La sutura de huesos, retorno de músculos y tendones a su lugar correspondiente y el cierre y cicatrización de heridas, es decir la compostura de la mitad animal de su persona tomó algunas semanas, que fueron relativamente llevaderas, gracias a la excelencia de los facultativos, la diligencia de las enfermeras, la devoción magdalénica de su esposa y la solidaridad de los Laboratorios, que se mostraron impecables desde el punto de vista del sentimiento y la cartera. En el Hospital del Empleado, en plena convalecencia, Lucho Abril Marroquín se entero de una noticia halagadora: la francesita había concebido y dentro de siete meses sería madre de un hijo suyo.

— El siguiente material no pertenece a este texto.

PR #235, opened 2022-01-07
[CI] remove the MANIFEST file completely

inkydragon:
+ rm MANIFEST file
+ update CI yml


stevengj:
I would rather just remove the `MANIFEST` file completely; it's yet another thing to keep in sync, and it's not clear how useful it is...

inkydragon:
@stevengj MANIFEST is completely removed.

Issue #226, opened 2025-09-06
CI: Switch Android emulator from x86 to x86_64 (API 33+) for Flutter


HamdaanAliQuatil:
Raw CI log shows Flutter flags the emulator as “unsupported”.

Our Android CI job boots an x86 (32-bit) emulator on API 28. [Recent Flutter toolchains](https://docs.flutter.dev/release/release-notes/release-notes-3.29.0) don’t support 32-bit x86 emulators, so flutter devices lists the emulator as “unsupported (emulator)” and tests abort before they run.

Evidence (from logs):

```shell
No supported devices found with name or id matching 'android'.

The following devices were found:
Android SDK built for x86 (mobile) • emulator-5554 • unsupported • Android 9 (API 28) (unsupported) (emulator)
```

Our workflow uses `reactivecircus/android-emulator-runner@v2` without overriding arch, whose default is x86 (32-bit). Flutter’s [supported Android architectures](https://docs.flutter.dev/reference/supported-platforms) are x64 (x86_64), Arm32, Arm64 and not 32-bit x86.

Flutter 3.29 [release notes](https://docs.flutter.dev/release/release-notes/release-notes-3.29.0) explicitly removed the android-x86-jit-release artifact, reinforcing that x86 (32-bit) isn’t a viable target.

**Proposed fix:**
In the workflow, explicitly specify a 64-bit emulator architecture and perhaps update the API level as well. 
The `arch` input parameter provided by `reactivecircus/android-emulator-runner@v2`, defaults to x86. We should explicitly choose x86_64 instead.

PR #234, opened 2025-10-23
Workaround missing Android image in CI and upgrade dependencies

emersion:
Google hasn't published an AOSP version of the Android system image for API level 36 yet:
https://issuetracker.google.com/issues/432143095

Temporarily switch to the Google APIs variant to workaround this issue.


emersion:
Ah, yes. Unfortunately this is tricky to debug since workflows in my PRs aren't run by default and need manual action from project members.

I think missing Vulkan/X11 libs are a red herring, and I think the error is caused by a device name mismatch: `android` doesn't exist, `android-x64` does. I've updated my PR to use the correct device name.

emersion:
Added more commits to modernize dependencies.

HamdaanAliQuatil:
Thank you! merging this. Closes #226

HamdaanAliQuatil (approved):

PR #236, opened 2025-11-16
chore: adopt dart native build hooks

### LINKED ISSUE #192: Use Dart native build hooks for packaging
While native hooks in the Dart and Flutter SDK are still experimental, we should explore using them for building.

This would allow this package to no longer be a Flutter plugin, and thus, enable server applications using the Dart SDK to rely on this package.

HamdaanAliQuatil:
Closes #192


jonasfj:
This is awesome! But we probably need to fix lints and get the tests to pass :D

pubspec.yaml
```diff
@@ -37,7 +37,7 @@ dev_dependencies:
   ffigen: ^11.0.0
   test: ^1.16.0
   yaml: ^3.0.0
-  flutter_lints: ^4.0.0
+  flutter_lints: ^6.0.0
```
emersion: Note, this is already done in https://github.com/google/webcrypto.dart/pull/202

hook/build.dart
```diff
@@ -0,0 +1,253 @@
...
+// distributed under the License is distributed on an "AS IS" BASIS,
+// WITHOUT WARRANTIES OR CONDITIONS OF ANY KIND, either express or implied.
+// See the License for the specific language governing permissions and
+// limitations under the License.
+
+import 'dart:ffi';
+import 'dart:io';
+
+import 'package:code_assets/code_assets.dart';
+import 'package:hooks/hooks.dart';
```
jonasfj: We shouldn't consider using something like: https://pub.dev/packages/native_toolchain_cmake

hook/build.dart
```diff
@@ -0,0 +1,131 @@
...
+    // Skip build for non-code targets (e.g. web builds via flutter drive).
+    if (!input.config.buildCodeAssets) {
+      stdout.writeln(
+        'webcrypto: skipping native asset build (code assets not requested).',
+      );
+      return;
+    }
+
+    final targetOs = input.config.code.targetOS;
+    if (!_hostSupports(targetOs)) {
```
jonasfj: So we don't support building for Android?

hook/build.dart
```diff
@@ -0,0 +1,131 @@
...
+  switch (targetArch) {
+    case Architecture.arm64:
+      return const {
+        Abi.androidArm64,
+        Abi.fuchsiaArm64,
+        Abi.iosArm64,
+        Abi.linuxArm64,
+        Abi.macosArm64,
+        Abi.windowsArm64,
+      }.contains(Abi.current());
```
jonasfj: What is Abi.current()?

hook/build.dart
```diff
@@ -0,0 +1,131 @@
...
+            '${installDir.toFilePath()}',
+      );
+    }
+
+    for (final dependency in [
+      packageRoot.resolve('src/CMakeLists.txt'),
+      packageRoot.resolve('src/webcrypto.c'),
+      packageRoot.resolve('src/webcrypto.h'),
+      packageRoot.resolve('src/symbols.generated.c'),
+      packageRoot.resolve('third_party/boringssl/sources.cmake'),
```
jonasfj: We have way more dependencies? What is this?

hook/build.dart
HamdaanAliQuatil: Abi.current() is the ABI of the Dart process running the hook. 

I had used it as a host-architecture guard, but that was the wrong abstraction here since the actual target already comes from input.config.code. Ive removed it.

hook/build.dart
HamdaanAliQuatil: Those are hook invalidation dependencies, not linker dependencies.

I was using a small hand-maintained list of obvious inputs, but that seems too ad hoc. I've changed it to collect actual native build inputs from src/ and third_party/boringssl/ instead.

hook/build.dart
HamdaanAliQuatil: I had added a guard in the hook that restricted it to desktop targets while testing the VM path, and I failed to remove it afterward. I’ve removed that restriction now.

Android still passes in CI after that change. The Android log also shows native build-related activity, including native_toolchain_cmake being resolved and a rebuild after File modified during build.

.github/workflows/test.yml
```diff
@@ -5,6 +5,10 @@ on:
   pull_request:
     branches: [master]
 
+concurrency:
+  group: ${{ github.workflow }}-${{ github.ref }}
+  cancel-in-progress: true
```
jonasfj, line 10: where does this come from and how is it related?

.github/workflows/test.yml
jonasfj, line 1: Why do we need to change CI in this PR?

If we need to change CI, can we do it in an independent PR that discusses why are making those changes.

.github/workflows/test.yml
```diff
@@ -38,60 +42,19 @@ jobs:
           sudo apt-get install -y ninja-build libgtk-3-dev
           flutter config --no-analytics
       - run: flutter pub get
-      - run: flutter pub run webcrypto:setup
-      - run: flutter test
+      - run: flutter test --coverage
       - run: flutter test --platform chrome
-      - run: flutter test --platform chrome --wasm
+      - run: dart test -p chrome -c dart2wasm
```
jonasfj: This very cool, now we can test with `dart test` too.

.github/workflows/test.yml
```diff
@@ -38,60 +42,19 @@ jobs:
...
+      - run: xvfb-run dart test -p firefox
       - run: xvfb-run flutter test integration_test/webcrypto_test.dart -d linux
         working-directory: ./example
-      - uses: nanasess/setup-chromedriver@v2
-      - name: Run integration_test with chromedriver
-        working-directory: ./example
-        run: |
-          xvfb-run ../tool/with-chromedriver.sh flutter drive \
```
jonasfj: I'm guessing this stopped working, but that should land in a different PR.

hook/build.dart
```diff
@@ -0,0 +1,124 @@
...
+  await build(args, (input, output) async {
+    // Skip build for non-code targets (e.g. web builds via flutter drive).
+    if (!input.config.buildCodeAssets) {
+      stdout.writeln(
+        'webcrypto: skipping native asset build (code assets not requested).',
+      );
+      return;
+    }
+
+    final packageRoot = Directory.fromUri(input.packageRoot).uri;
```
jonasfj:
```suggestion
    final packageRoot = input.packageRoot;
```

lib/src/boringssl/lookup/lookup.dart
```diff
@@ -26,8 +26,67 @@ import 'utils.dart';
...
+    return null;
+  }
+
+  return (String symbolName) {
+    final sym = symFromString(symbolName);
+    return _nativeWebcryptoLookupSymbol(sym.index);
+  };
+}
+
+_VoidLookup _createLegacyLookup() {
```
jonasfj, line 89: Do we need to keep this around? same with `bin/setup.dart`?
I'm asking is there a need for these? Are native assets not available during tests or something like that?


Also we should update `CHANGELOG.md`

hook/build.dart
```diff
@@ -0,0 +1,124 @@
...
+  '.cc',
+  '.cmake',
+  '.cpp',
+  '.h',
+};
+
+Iterable<Uri> _buildDependencies(Uri packageRoot) sync* {
+  yield* _filesForBuild(
+    Directory.fromUri(packageRoot.resolve('src/')),
+    excludeDirectories: {'build'},
```
jonasfj: Why? are we writing build files into sources that sounds scary? will this happen when installed in PUB_CACHE?

hook/build.dart
```diff
@@ -0,0 +1,124 @@
...
+  for (final entity in root.listSync(recursive: true, followLinks: false)) {
+    if (entity is! File) {
+      continue;
+    }
+    final relativeSegments = entity.uri.pathSegments.skip(
+      root.uri.pathSegments.length,
+    );
+    if (relativeSegments.any(excludeDirectories.contains)) {
+      continue;
+    }
```
jonasfj: make utility methods with tests for this, or find a smarter way.

hook/build.dart
```diff
@@ -0,0 +1,124 @@
...
+    if (!_buildDependencyExtensions.contains(_extension(entity.uri.path))) {
```
jonasfj: you can also just ask `_buildDependencyExtensions.any((e) => entity.uri.path.endsWith(e))`

jonasfj (commented):
I've updated coveralls to not complain about small drops in coverage.

lib/src/boringssl/lookup/lookup.dart
HamdaanAliQuatil: I verified the native asset path works in both `dart test` and `flutter test` now.

I kept the legacy lookup path and `bin/setup.dart` in this PR as a compatibility layer because the current `master` still has CI/docs using `flutter pub run webcrypto:setup`. Let's create a follow-up PR that updates the workflows and README together, rather than mixing the deprecation/removal into this branch.

hook/build.dart
HamdaanAliQuatil: It would have with `buildLocal: true`, and that was a bad default here.

I changed the hook to stop using `buildLocal`, so CMake output no longer goes under `src/build/...`; it now stays under the hook output directory instead. That means we’re not writing build artifacts into package sources or into `PUB_CACHE`.

As a side effect, this also fixed the local `flutter test` “File modified during build” behavior I was seeing.

jonasfj (approved):

PR #238, opened 2025-12-03
add linker flags for 16kb page size

matehat:
This fixes a new issue where the Play Store will reject apps where page size are not 16kb, which, after having fixed similar things in our app, required webcrypto to be compiled accordingly.

### Example issue reported in the Play Store

CleanShot 2025-12-02 at 20 58 32@2x


jonasfj (approved):

jonasfj:
@emersion closing this, as we've landed https://github.com/google/webcrypto.dart/pull/238

Let me know if this is still needed.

Fue después que abandonó el hospital y se reintegró a su casita de San Miguel y a su trabajo, que se revelaron las secretas, complicadas heridas que los accidentes habían causado a su espíritu. El insomnio era el más benigno de los males que se abatieron sobre él. Se pasaba las noches en vela, ambulando por la casita a oscuras, fumando sin cesar, en estado de viva agitación y pronunciando entrecortados discursos en los que a su esposa le maravillaba escuchar una palabra recurrente: "Herodes". Cuando el desvelo fue químicamente derrotado con somníferos, resultó peor: el sueño de Abril Marroquín era visitado por pesadillas en las que se veía despedazando a su hija aún no nacida. Sus desatinados aullidos comenzaron aterrorizando a su esposa y terminaron haciéndola abortar un feto de sexo probablemente femenino. "Los sueños se han cumplido, he asesinado a mi propia hija, me iré a vivir a Buenos Aires”, repetía día y noche, lúgubremente, el onírico filicida.